Внезапно он осознал, что Беатрис Дал видела такие же сны и взял себя в руки. Он вышел на палубу и посмотрел на противоположный берег лагуны, раздумывая, стоит ли взять одну из лодок, пришвартованных к базе, и отправиться к Беатрис. Теперь, пережив сам гнетущий ночной кошмар, он понял, какую волю и мужество проявила Беатрис, отвергая его сочувствие и поддержку.
Однако Керанс знал, что по некоторым причинам ему совсем не хочется сопереживать Беатрис, и он вовсе не будет допытываться о природе ее ночных кошмаров и никогда не предложит ей лекарства или успокоительные препараты. Не станет он теперь задумываться над постоянными предупреждениями Риггса и Бодкина о ночных кошмарах и их опасности. Он уже знал, что вскоре вновь увидит эти сны и примет их как неотвратимую часть жизни, как понимание неизбежности собственной смерти, которое каждый человек хранит где-то в глубинах своего сознания.
Бодкин сидел за столом в камбузе; когда Керанс вошел, он спокойно дегустировал кофе, сваренный на плите в большой потрескавшейся кастрюле. Он мягко, но пристально рассматривал Керанса, пока тот усаживался в кресло, потирая лоб слегка дрожащей рукой.
— Итак, отныне и вы присоединились к тем, кого посетили эти сны, Роберт. Вы испытали на себе гипноз миражей лагуны. У вас усталый вид. Это был глубокий сон?
Керанс коротко рассмеялся.
— Вы хотите запугать меня, Алан? Не могу сказать точно, но кажется, сон был довольно глубокий. Боже, зачем я остался на эту ночь здесь. В «Рице» у меня не было никаких кошмаров. — Он рассеянно отхлебнул горячий кофе. — Так вот что имел в виду Риггс. Многие ли из членов отрада видят эти сны?
— Сам Риггс не видит, но большинство — видят. И, конечно, Беатрис Дал. Мне они снятся уже почти три месяца. По сути это все один и тот же повторяющийся сон.
Бодкин говорил негромким неторопливым голосом, мягко, в отличие от своей обычной манеры, резкой и грубоватой, как если бы Керанс стал неофитом избранной группы, к которой принадлежал и сам Бодкин.
— Вы держались очень долго, Роберт, это говорит о большой прочности защитных механизмов вашего сознания.
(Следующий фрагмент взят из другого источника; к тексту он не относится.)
PR #85, opened 2026-05-25
fix(ci): remove invalid --no-pre flag from dbt pip install

Walid-peach:
## What
Remove the invalid `--no-pre` flag from the `pip install` dbt command in `ingest_prod.yml` and `dbt_docs.yml`.

## Why
`--no-pre` is not a recognised pip option and causes every dbt install step to fail immediately with `no such option: --no-pre` (exit code 2), breaking production ingestion and docs generation on every run. The version constraint `>=1.9,<1.10` already prevents pre-release installs by default — the flag was redundant even when it was valid.

The same bug in `ci.yml` is fixed separately on `fix/dbt-ci-compile` (PR #83), which adds the `dbt-compile` job and was already in review.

Мы все уже удивлялись вашему столь сильному иммунитету. — Он улыбнулся Керансу. — В переносном смысле, конечно. Я никогда не обсуждал эти сны ни с кем.
Кроме Хардмана, естественно. Бедняга, они полностью овладели им.
В раздумьи он добавил:
— Вы обратили внимание на солнечную пульсацию? Пластинка, что я проигрывал Хардману, была записью его собственного пульса. Я рассчитывал таким образом вызвать кризис. Не думайте, что я добивался, чтобы он бросился на зов джунглей.
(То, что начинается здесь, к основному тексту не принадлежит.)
PR #95, opened 2026-05-27
db: discard connections on OperationalError to prevent dead-socket pool poisoning

### LINKED ISSUE #87: bug(db): dead socket connections returned to pool after successful rollback()
## Summary

In `api/db.py`, a connection is only marked `broken=True` if `conn.rollback()` itself raises an exception. But for `psycopg2.OperationalError` subclasses (e.g. a severed TCP socket), `rollback()` can return successfully even on a dead connection — so `broken` stays `False` and the dead connection goes back to the pool.

## Failure Scenario

A transient Supabase network blip severs a socket. `rollback()` returns successfully on the dead socket (no TCP-level error is raised). `broken=False`, so the connection is returned to the pool. Every subsequent request that draws that connection fails with `OperationalError` — this cascades across all 10 pool slots until they naturally time out, producing 500s for all users.

## Fix

Mark connections broken on `psycopg2.OperationalError` (in addition to when `rollback()` fails), e.g.:

```python
except psycopg2.OperationalError:
    broken = True
    raise
```

**File:** `api/db.py` ~line 40

Walid-peach:
## What
Fixes a connection pool bug where dead sockets (from network blips or server restarts) were silently returned to the pool instead of being discarded.

## Why
`psycopg2.OperationalError` (severed TCP socket, Supabase restart) was only handled by the generic `except Exception` branch, which calls `rollback()` and only marks the connection broken if `rollback()` itself raises. On a dead socket, `rollback()` can return successfully — leaving `broken=False` and returning a dead connection to the pool. Every subsequent request that draws that slot fails with `OperationalError`, cascading across all 10 pool connections until they time out naturally.

## Changes
- `api/db.py`: added explicit `import psycopg2` (previously only submodules were imported)
- `api/db.py`: added a dedicated `except psycopg2.OperationalError` clause before the generic `except Exception` that unconditionally sets `broken=True`, attempts a best-effort rollback (ignoring failure), then re-raises — ensuring the connection is always discarded on connection-level failures

## Testing
- Pre-commit hooks passed (ruff lint + format, secrets scan)
- Manual code review: the new clause intercepts before the generic handler; `broken=True` is set before `putconn(conn, close=True)` is called in `finally`
- Integration test against a live pool (kill the DB mid-request) would fully confirm, but is outside the scope of local CI

## Risks / Notes
- Low risk: the change only affects error-path behaviour; the happy path (`yield conn` with no exception) is unchanged
- `psycopg2.OperationalError` also covers auth failures and misconfigured `DATABASE_URL` — these will now immediately discard the connection rather than returning it to the pool, which is the correct behaviour in all cases

## Breaking Changes
None

Closes #87

### DIFF
--- a/api/db.py
+++ b/api/db.py
@@ -37,10 +37,10 @@ def get_conn():
     broken = False
     try:
         yield conn
-    except psycopg2.OperationalError:
-        # Connection-level failure (severed socket, server restart): always discard.
-        # rollback() can return successfully on a dead socket, so we cannot rely on
-        # it raising to detect a broken connection here.
+    except (psycopg2.OperationalError, psycopg2.InterfaceError):
+        # Connection-level failure (severed socket, server restart, closed connection):
+        # always discard. rollback() can return successfully on a dead socket, so we
+        # cannot rely on it raising to detect a broken connection here.
         broken = True
         try:
             conn.rollback()
--- a/api/db.py
+++ b/api/db.py
@@ -1,6 +1,7 @@
 import os
 from contextlib import contextmanager
 
+import psycopg2
 import psycopg2.extras
 import psycopg2.pool
 from fastapi import HTTPException
@@ -36,6 +37,16 @@ def get_conn():
     broken = False
     try:
         yield conn
+    except psycopg2.OperationalError:
+        # Connection-level failure (severed socket, server restart): always discard.
+        # rollback() can return successfully on a dead socket, so we cannot rely on
+        # it raising to detect a broken connection here.
+        broken = True
+        try:
+            conn.rollback()
+        except Exception:
+            pass
+        raise
     except Exception:
         try:
             conn.rollback()


Walid-peach (commented):
## Summary
This PR fixes a connection-pool poisoning bug where a severed TCP socket could pass `rollback()` silently and be returned to the pool as healthy. The fix is minimal, correctly scoped, and handles both the case where `rollback()` succeeds and where it raises on a dead connection. One latent gap is noted below.

## Must Fix
None

## Should Fix
- **`psycopg2.InterfaceError` is not covered.** `InterfaceError` ("connection already closed") is raised when the connection object itself is in a closed state — a sibling of `OperationalError` under `DatabaseError`. A dead connection can surface as either `OperationalError` (OS/network layer) or `InterfaceError` (psycopg2 internal state after detecting the closure). The current fix catches `OperationalError` but lets `InterfaceError` fall through to the generic `except Exception` branch, where `broken` is only set if `rollback()` raises. Consider extending the clause:
  ```python
  except (psycopg2.OperationalError, psycopg2.InterfaceError):
  ```

## Nice to Have
- A unit test that mocks `conn.rollback()` to return successfully while `conn` simulates a dead socket would make this regression-proof. Hard to write without a test fixture for the pool, so acceptable to defer.

## Testing / Validation Gaps
- No automated test covers this path. The PR notes this and it is acceptable given the difficulty of mocking psycopg2 pool internals. Manual validation (kill DB mid-request) would fully confirm.

- The inline comments in `db.py` explain the non-obvious invariant clearly — good for future maintainers.
- No `README` or `CLAUDE.md` changes needed.

## Verdict
**Ready to merge** — the core fix is correct and safe. The `InterfaceError` gap is a should-fix that can be addressed in a follow-up or squashed into this branch before merge.

PR #99, opened 2026-05-27
chore: widen dbt recency interval to 4 days and cap API offset at 2,000

### LINKED ISSUE #93: chore(dbt): recency test on mart_deputy_scorecard produces false failures every Monday and after public holidays
## Summary

In `transform/models/marts/schema.yml` ~line 8, a `dbt_utils.recency` test is configured with `interval: 1` (day) on `mart_deputy_scorecard.updated_at`. Since `updated_at = max(ingested_at)` and ingestion only runs on weekdays, the field is naturally 60+ hours stale every Monday morning and after any French public holiday.

## Failure Scenario

Every Monday `dbt test` fails the recency check even though all data is correct and up to date. This generates CI red alerts that train engineers to ignore recency failures — masking genuine staleness when it actually occurs.

## Fix

Increase the interval to cover weekends (e.g. `interval: 3` days or `interval: 4` days to cover long weekends), or use a `datepart: 'business_day'` variant if supported by your `dbt_utils` version.

**File:** `transform/models/marts/schema.yml` ~line 8

### LINKED ISSUE #94: perf(api): unbounded offset on list endpoints enables expensive deep-pagination scans
## Summary

Both `GET /deputies` and `GET /votes` accept `offset` up to 10,000 (`le=10_000`) with no keyset/cursor optimization. Each request also runs a `COUNT(*)` query. This allows a single client to trigger very expensive sequential scans on the Supabase free-tier instance.

## Failure Scenario

`GET /deputies?limit=200&offset=10000` forces the DB to scan 10,200 rows plus a full `COUNT(*)`. At the 30 req/min rate limit, a single IP can trigger 300k+ row scans per minute, pinning I/O during peak traffic and causing latency spikes for all other users.

## Fix

Options (pick one):
1. Lower the max offset (e.g. `le=2000`) as a quick guard
2. Switch to keyset pagination (cursor-based) using `deputy_id` or `vote_id` as the cursor — eliminates the COUNT and the deep-scan
3. Cache the `COUNT(*)` result (e.g. in Redis or a materialized view) to at least halve the per-request cost

**Files:** `api/routers/deputies.py:18`, `api/routers/votes.py:17`

Walid-peach:
## What
Two small guard-rail fixes: (1) widens the dbt recency test interval to stop false CI failures every Monday, and (2) lowers the API pagination max-offset to prevent expensive deep-scan abuse.

## Why

**#93 — recency interval:** `dbt_utils.recency` with `interval: 1` day was firing every Monday and after public holidays because `updated_at = max(ingested_at)` and ingestion only runs on weekdays. Friday's run leaves data 72 h stale by Monday, failing the test even when all data is correct. This trained engineers to ignore recency failures, masking genuine multi-day outages.

**#94 — offset cap:** Both list endpoints accepted `offset` up to 10,000. With `limit=200` a single request forces a 10,200-row sequential scan plus a `COUNT(*)`. At the 30 req/min rate limit, one IP could trigger 300k+ row scans per minute on the Supabase free-tier instance.

## Changes
- `transform/models/marts/schema.yml`: `interval: 1` → `interval: 4` (covers standard weekends and common bridge days)
- `api/routers/deputies.py:18`: `le=10_000` → `le=2_000`
- `api/routers/votes.py:17`: `le=10_000` → `le=2_000`

## Testing
- Pre-commit hooks passed on both commits
- The interval change is a config-only update; dbt test logic is unchanged
- The offset cap is enforced by FastAPI's Query validation — requests with `offset > 2000` receive a 422 automatically

## Risks / Notes
- **Breaking change for #94:** Any client currently paginating past offset=2000 will receive a 422 after this lands. Given the dataset sizes (577 deputies, ~3,000 votes), offset=2000 still covers the full dataset with `limit=200`. No legitimate use case requires deeper pagination.
- The recency interval of 4 days still catches genuine staleness (e.g., if the ingestion cron silently fails for 4+ days).

## Breaking Changes
`GET /deputies?offset=N` and `GET /votes?offset=N` with `N > 2000` now return HTTP 422. Clients relying on deep pagination must switch to smaller pages or contact the API maintainer.

Closes #93
Closes #94

### DIFF
--- a/api/routers/deputies.py
+++ b/api/routers/deputies.py
@@ -15,7 +15,7 @@ router = APIRouter()
 def list_deputies(
     request: Request,
     limit: int = Query(50, ge=1, le=200),
-    offset: int = Query(0, ge=0, le=10_000),
+    offset: int = Query(0, ge=0, le=2_000),
     search: str = Query(None, description="Filter by name (case-insensitive)"),
     department: str = Query(None),
 ):
--- a/api/routers/votes.py
+++ b/api/routers/votes.py
@@ -15,7 +15,7 @@ router = APIRouter()
 def list_votes(
     request: Request,
     limit: int = Query(50, ge=1, le=200),
-    offset: int = Query(0, ge=0, le=10_000),
+    offset: int = Query(0, ge=0, le=2_000),
     result: str = Query(None, description="Filter by result: adopté | rejeté"),
 ):
     try:
--- a/transform/models/marts/schema.yml
+++ b/transform/models/marts/schema.yml
@@ -7,7 +7,7 @@ models:
       - dbt_utils.recency:
           datepart: day
           field: updated_at
-          interval: 1
+          interval: 4
     columns:
       - name: deputy_id
         tests: [not_null, unique]


Walid-peach (commented):
## Summary
Three single-character config changes across two independent issues. The recency interval increase stops Monday false alarms without masking genuine 4-day+ outages. The offset cap reduces worst-case DB scan size by 5× on both list endpoints. Both are correct, minimal, and well-motivated.

## Must Fix
None

## Should Fix
None

## Nice to Have
- **Votes offset:** with `limit=200` and the current production vote count, an offset of 2,000 reaches row 2,200 — enough for ~10 pages. If the vote archive ever grows substantially (e.g., full legislature loaded), callers would need multiple smaller pages or a `result` filter. Worth noting in the OpenAPI description on the `offset` param, but not a blocker.
- **Recency test scope:** `mart_vote_summary` and `mart_party_alignment` have no recency tests at all. A follow-up issue to add them (with `interval: 4`) would give fuller freshness coverage, but that's outside this PR's scope.

## Testing / Validation Gaps
None — both changes are enforced at the framework/config layer (FastAPI Query validation rejects out-of-range values with 422; dbt reads the interval directly from schema.yml).

- The PR description correctly flags `offset > 2000` as a breaking change. No existing public docs reference specific offset limits, so no doc update is needed.
- `interval: 4` covers a standard 3-day weekend (72 h stale by Monday 06:00 UTC) with one day of headroom. A Thursday public holiday + Friday bridge gives 4.5 days stale by the following Wednesday run — that would still trigger the test, which is correct behaviour (data genuinely missed two business days).

## Verdict
**Ready to merge**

Керанс кивнул и взглянул через окно на полукруглый корпус базы, слегка покачивающийся поблизости. На самой верхней палубе, у перил неподвижно стоял Дейли и пристально смотрел на прохладную утреннюю воду. Возможно, что он тоже лишь минуту назад очнулся от того же колдовского сна, и его глаза все еще видели оливково-зеленую лагуну, залитую светом огромного триасового солнца. Стоило Керансу перевести взгляд в полутьму каюты, как перед ним снова возникла та же картина. В ушах его продолжали звучать пульсирующие звуки солнечного барабана. Но теперь, пережив ночной страх, он уже находил в этих звуках что-то успокаивающее, что-то ободряющее, как собственное сердцебиение. Но гигантские ящеры все же были ужасны.
Он вспомнил игуан, лающих и нагло ползающих по ступеням музея. Как различие между скрытым и явным содержанием сна переставало иметь значение, так же стиралась разница между сном и реальностью. Фантомы из сна плавно перешли в сегодняшний день, воображаемый и истинный ландшафты теперь стали неразличимы, как если бы это были Хиросима и Аушвиц, Голгофа и Гоморра.
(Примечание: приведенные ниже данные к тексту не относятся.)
PR #101, opened 2026-05-28
chore(infra): harden Airflow docker-compose setup

### LINKED ISSUE #70: refactor: harden Airflow docker-compose setup (6 issues identified)

Walid-peach:
## What
Applies all 6 hardening items from issue #70 to the local Airflow docker-compose setup.

## Why
The existing setup had several problems that made local dev slow and fragile: Python 3.8 in the container (causing crashes with modern type annotations), 2–3 min pip install on every restart, config copy-pasted 3 times, redundant volume mounts, and DAG tasks that could fail on first `compose up` if MinIO wasn't ready.

## Changes
- **YAML anchor** `x-airflow-common` deduplicates the shared `environment` + `volumes` block across all 3 Airflow services (~60 lines removed)
- **Python 3.11 image** — all services upgraded from `apache/airflow:2.8.1` to `apache/airflow:2.8.1-python3.11` (fixes `list[dict]`, `str | None`, `str.removeprefix()` crashes)
- **`Dockerfile.airflow`** — task deps baked into the scheduler image; no more `_PIP_ADDITIONAL_REQUIREMENTS` runtime install
- **Scoped deps** — `_PIP_ADDITIONAL_REQUIREMENTS` removed from `airflow-init` and `airflow-webserver` (they never execute task code)
- **Redundant mounts removed** — `./ingestion/utils` and `./ingestion/operators` sub-mounts dropped; `./ingestion:/opt/airflow/ingestion` already covers them
- **MinIO health dep** — `airflow-webserver` and `airflow-scheduler` now wait for MinIO to be healthy before starting, preventing `BronzeWriter` failures on first `compose up`

## Testing
- YAML validated with `python3 -c "import yaml; yaml.safe_load(open('docker-compose.yml'))"`
- Pre-commit hooks pass
- All changes are local dev only — production runs on Railway and is unaffected

## Risks / Notes
- First `docker compose up` after this change will rebuild the scheduler image (~1–2 min one-time cost); subsequent startups are instant
- The dev-only Fernet key default is preserved in the anchor

## Breaking Changes
None for production. Local dev requires a one-time `docker compose build` after pulling this branch.

Closes #70

### DIFF
--- a/Dockerfile.airflow
+++ b/Dockerfile.airflow
@@ -1,0 +1,4 @@
+FROM apache/airflow:2.8.1-python3.11
+
+COPY requirements-airflow.txt /requirements-airflow.txt
+RUN pip install --no-cache-dir -r /requirements-airflow.txt
--- a/docker-compose.yml
+++ b/docker-compose.yml
@@ -1,3 +1,27 @@
+x-airflow-common: &airflow-common
+  image: apache/airflow:2.8.1-python3.11
+  environment:
+    AIRFLOW__CORE__EXECUTOR: LocalExecutor
+    AIRFLOW__DATABASE__SQL_ALCHEMY_CONN: postgresql+psycopg2://airflow:${AIRFLOW_POSTGRES_PASSWORD:-airflow_local_dev}@postgres-airflow/airflow
+    # dev-only Fernet key — set AIRFLOW_FERNET_KEY in .env to override in production
+    AIRFLOW__CORE__FERNET_KEY: ${AIRFLOW_FERNET_KEY:-WHXUzrK0dY11atB_ORjCHFQ2S9B4_4ovITdpye6T4t4=}
+    AIRFLOW__CORE__DAGS_ARE_PAUSED_AT_CREATION: 'true'
+    AIRFLOW__CORE__LOAD_EXAMPLES: 'false'
+    AIRFLOW__API__AUTH_BACKENDS: 'airflow.api.auth.backend.basic_auth'
+    PYTHONPATH: /opt/airflow
+    DATABASE_URL: postgresql://${POSTGRES_USER:-monelu}:${POSTGRES_PASSWORD:-monelu}@postgres:5432/${POSTGRES_DB:-monelu}
+    AN_API_BASE_URL: ${AN_API_BASE_URL}
+    MINIO_ENDPOINT: http://minio:9000
+    MINIO_ACCESS_KEY: ${MINIO_ROOT_USER:-minioadmin}
+    MINIO_SECRET_KEY: ${MINIO_ROOT_PASSWORD:-minioadmin}
+  volumes:
+    - ./ingestion/dags:/opt/airflow/dags
+    - ./ingestion:/opt/airflow/ingestion
+    - ./quality:/opt/airflow/quality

Скептически подумав о лекарствах, он сказал Бодкину:
— Дайте мне будильник Хардмана, Алан. Или напомните, чтобы я принял на ночь фенобарбитал.
— Не стоит, — коротко ответил Бодкин. — Если только вы не стремитесь, чтобы сила впечатления удвоилась. Единственное, что может помочь бороться с кошмарами, это наше сознание, осознанный контроль.
Он застегнул на голой, без рубашки, груди свою шерстяную куртку.
— Это был не обычный сон, Роберт. Это заговорила древняя органическая память, и возраст ее — миллионы лет.